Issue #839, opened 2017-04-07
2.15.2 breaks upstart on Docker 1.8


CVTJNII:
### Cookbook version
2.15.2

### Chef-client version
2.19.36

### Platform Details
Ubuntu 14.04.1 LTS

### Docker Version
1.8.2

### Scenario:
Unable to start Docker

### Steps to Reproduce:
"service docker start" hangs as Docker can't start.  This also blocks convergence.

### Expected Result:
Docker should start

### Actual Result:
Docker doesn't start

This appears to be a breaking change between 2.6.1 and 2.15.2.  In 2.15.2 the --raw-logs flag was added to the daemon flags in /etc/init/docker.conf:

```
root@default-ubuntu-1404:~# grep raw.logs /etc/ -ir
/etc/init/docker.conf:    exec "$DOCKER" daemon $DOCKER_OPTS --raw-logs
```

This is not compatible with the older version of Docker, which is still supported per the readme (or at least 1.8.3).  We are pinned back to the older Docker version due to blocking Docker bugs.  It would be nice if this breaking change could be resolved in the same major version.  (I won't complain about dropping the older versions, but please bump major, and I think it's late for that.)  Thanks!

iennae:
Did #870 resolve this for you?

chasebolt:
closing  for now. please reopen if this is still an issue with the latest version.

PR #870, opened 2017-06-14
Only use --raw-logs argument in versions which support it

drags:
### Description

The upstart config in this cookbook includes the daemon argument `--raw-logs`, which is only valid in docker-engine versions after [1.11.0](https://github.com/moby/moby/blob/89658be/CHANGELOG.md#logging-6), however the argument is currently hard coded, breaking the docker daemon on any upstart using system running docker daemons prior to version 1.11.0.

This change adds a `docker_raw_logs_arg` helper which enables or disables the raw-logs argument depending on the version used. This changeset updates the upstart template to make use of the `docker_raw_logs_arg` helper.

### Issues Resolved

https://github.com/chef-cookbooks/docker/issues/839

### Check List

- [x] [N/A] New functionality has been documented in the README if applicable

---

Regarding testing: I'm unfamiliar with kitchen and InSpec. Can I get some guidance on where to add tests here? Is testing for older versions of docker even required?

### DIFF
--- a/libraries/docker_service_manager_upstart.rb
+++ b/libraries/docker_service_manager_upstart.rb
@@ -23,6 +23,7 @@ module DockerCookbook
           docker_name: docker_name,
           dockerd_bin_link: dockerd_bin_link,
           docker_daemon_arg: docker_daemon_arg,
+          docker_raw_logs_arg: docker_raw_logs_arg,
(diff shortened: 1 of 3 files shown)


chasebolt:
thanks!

Task goal: Scan the material above for the string "which". Return each line where it occurs.

The answer:
This is not compatible with the older version of Docker, which is still supported per the readme (or at least 1.8.3).  We are pinned back to the older Docker version due to blocking Docker bugs.  It would be nice if this breaking change could be resolved in the same major version.  (I won't complain about dropping the older versions, but please bump major, and I think it's late for that.)  Thanks!
Only use --raw-logs argument in versions which support it
The upstart config in this cookbook includes the daemon argument `--raw-logs`, which is only valid in docker-engine versions after [1.11.0](https://github.com/moby/moby/blob/89658be/CHANGELOG.md#logging-6), however the argument is currently hard coded, breaking the docker daemon on any upstart using system running docker daemons prior to version 1.11.0.
This change adds a `docker_raw_logs_arg` helper which enables or disables the raw-logs argument depending on the version used. This changeset updates the upstart template to make use of the `docker_raw_logs_arg` helper.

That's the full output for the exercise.